Abstract
We have developed the generalized quasilinearization method (QM) for an initial value problem (IVP) of dynamic equations on time scales by using comparison theorems with a coupled lower solution (LS) and upper solution (US) of the natural type. Under some conditions, we observed that the solutions converged to the unique solution of the problem uniformly and monotonically, and the rate of convergence was investigated.
Keywords:
quasilinearization; quadratic convergence; weak convergence; extremal solutions; time scale MSC:
34A12; 34A45; 34N05
1. Introduction
The theory of calculus on time scales was studied by Stefan Hilger [1] in 1990 to connect continuous and discrete analyses. Examining dynamic equations on time scales is a research area of great interest. Many researchers are devoted to the qualitative study of ordinary differential equations on time scale.

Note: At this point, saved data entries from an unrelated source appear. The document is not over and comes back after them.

Issue #548, opened 2025-02-27
Clarify what happens if "Reserved 1" bits are clear in the acperm mask


chrehrhardt:
The latest PR that introduced bits that are "Reserved 1" int the `acperm`/`gcperm` masks does not really explain what happends if one of these reserved bits is zero in the mask passed to `acperm`. At least two options are possible that I can think of:

- Make the bits WARL as most riscv registers do, i.e. trying to clear the bits is simply ignored on hardware that has them set to "Reserved 1".
- Clear the tag on the capability.

I'm not sure which version I'd prefer, though.

tariqkurd-repo:
I vote for making the reserved bits WARL, so it doesn't matter what the written value is

martin-kaiser:
If the software understands more permissions than the CPU, the software may set one of them to 0 where the default is 1.
The CPU sees an acperm instruction with a reserved1 bit set to 0. The bit is ignored anyway and does not change acperm's result.

I think this case should be supported, the reserved bits should be WARL.

jrtc27:
If software is asking to clear a bit that doesn’t exist then it is broken. Turning it into a nop could be dangerous (eg if software expects mutable load to exist and wants to clear it when delegating a capability to some other compartment, it should not silently degrade into handing out a capability that permits stores). It should tag clear because you’ve asked for something that is not supported.

chrehrhardt:
I actually tried to prepare software (linux kernel and musl) for this change under the assumption that the tag is cleared and it is really horrible. You would have to probe for supported hardware features not only in the kernel but also in musl on every program startup. In fact each and every software component, that is doing something non-trivial with permission bits that may or may not be supported by hardware would have to probe. Otherwise, clearing a permission bits you _do_ know about but that happens to be unsupported on the current hardware will invalidate your capability.

And the whole _point_ of this entire change is to ensure that the same binary can run on hardware with different features.

Thus, even though I started out being in @jrtc27 's camp I don't think it will work and I tend to agree with @arichardson that software that depends on an optional feature should check for it during runtime and refuse to even start if the feature is missing.

So if we make the bits WARL it encourages software to adopt new security features because you can just pretend that the feature is there and your software will benefit from the feature if it is supported and continue to run if it is not.
On the other hand if the tag is cleared there is no easy path to adopt a new security feature because you would either do probing and replace constant bitmask with variables or you would have to ship different binaries on hardware that has the new feature in order to make use of it, i.e. break backward compatibility.

[...]

PR #551, opened 2025-02-28
note about masks for reserved bits in the ACPERM mask

tariqkurd-repo:
Fixes https://github.com/riscv/riscv-cheri/issues/548

### DIFF
--- a/src/insns/acperm_32bit.adoc
+++ b/src/insns/acperm_32bit.adoc
@@ -23,17 +23,19 @@ Encoding::
 include::wavedrom/acperm.adoc[]
 
 Description::
-ACPERM performs the following operations:
+<<ACPERM>> performs the following operations:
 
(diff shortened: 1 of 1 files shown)


arichardson:
I think this is the sensible behaviour here. I can see the argument that requesting to clear something that doesn't exist should tag clear but I'm not sure that is useful for software. If your software depends on being able to clear the level bits you can just check that it was possible to actually clear it (once on program startup) using GCPERM+ACPERM+GCPERM rather than rely on implicit tag invalidation.

arichardson:
Would like to hear from @LawrenceEsswood / @jrtc27 / @nwf as well though.

jrtc27:
I disagree. This is an invalid request and ignoring it could silently degrade security. See my comment on the issue.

The QM, combined with the LS and US methods, provides a clear analytical representation for the solution of the nonlinear differential equation, providing pointwise upper and lower estimates for the solution of the problem. Using these generalized concepts given by Lakshmikantham and Köksal, [2] it was developed on time scales by Kaymakçalan and Lawrence in [3]. Bohner and Peterson [4] discussed basic information, definitions and theorems about time scale. They also dealt first and second order linear equation on time scale. In recent years, studies and articles have been argued, and extraordinary results have been obtained. Some articles and books that can be found are referenced in this article.

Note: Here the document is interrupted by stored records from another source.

PR #687, opened 2025-07-30
Use y-prefixed general purpose register names instead of c-prefix

arichardson:
This was requested by ARC and one benefit here is that we no longer have
the ambiguity in the c.jalr expansion: `jalr y1, 0(cs1)` makes it
obvious that the first register argument is a fixed `ra` value and the
latter is the `cs1` variable from the encoding.

Use attributes so we can easily change this depending on ARC feedback.

### DIFF
--- a/src/cheri/riscv-unpriv-integration.adoc
+++ b/src/cheri/riscv-unpriv-integration.adoc
@@ -621,7 +621,7 @@ This allows code fetch to be bounded, preventing a wide range of attacks that su
 
 The authorizing capability is either named explicitly (the base register of a load/store operation) or implicitly (when executing a branch, <<pcc>> is used for authorization).
 
-// E.g., `lw t0, 16({abi_creg}sp)` loads a word from memory, getting the address, bounds, and permissions from the `{abi_creg}sp` (capability stack pointer) register.
+E.g., `lw t0, 16({abi_creg}sp)` loads a word from memory, getting the address, bounds, and permissions from the `{abi_creg}sp` (capability stack pointer) register.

Akın et al. [5] applied QM to the unique solution of BVP on time scales with monotone sequences of LS and US, and the authors obtained the convergence rate. Atici and Topal [6] improved the convergence of monotone sequences on time scales for nonlinear dynamical equations. They generated two sequences that, under some favorable conditions, converged to the solution of BVP.
Daneev and Sizykh [7] investigated the convergence issues of the developed algorithm method for minimizing the generalized work functional. The authors demonstrated the algorithm using numerical stabilization of a two-dimensional oscillatory linear control system.
Yang and Vatsala [8] developed a generalized QM for reaction diffusion systems where the forcing functions are the sum of convex and concave functions. They showed the solutions of the corresponding linear systems converge monotonically, uniformly and quadratically to the unique solution of the nonlinear problem.
Idiz et al. [9] examined the numerical solution of a fractional Lane–Emdan-type equation that occurs mainly in astrophysics applications. They improved a numerical approach using QM and solved some example problems to compare with other numerical techniques in the literature.
Jyoti and Singh [10] obtained a coupled iterative approach based on a QM approximation for evaluating the solutions of nonlinear two-point Dirichlet BVP.
Lakshmikantham and Vatsala [11] applied the QM to an IVP and obtained LS and US on ordinary differential equations.
Mohammadi et al. [12] proposed a method to solve some classes of singular fractional nonlinear Lane–Emdan-type equations using the QM. They compared the results produced using the method with some well-known results to demonstrate its accuracy.
Mwakilama et al. [13] offered and applied a multivariate spectral local QM to model the transport and interaction of soil. They conducted systematic analyses on the influence of model parameters on the distribution profiles to check the accuracy of the solution. The findings correspond to the theory and literature and thus demonstrate the feasibility of solving coupled nonlinear PDEs with environmental fluid dynamics applications.
In 2023, Radhika improved the generalized QM for an IVP using the LS and US of type I and obtained the solution of a periodic boundary value problem. He also obtained the generalized quasilinearization technique BVP using the method developed for IVP for Caputo fractional differential equations.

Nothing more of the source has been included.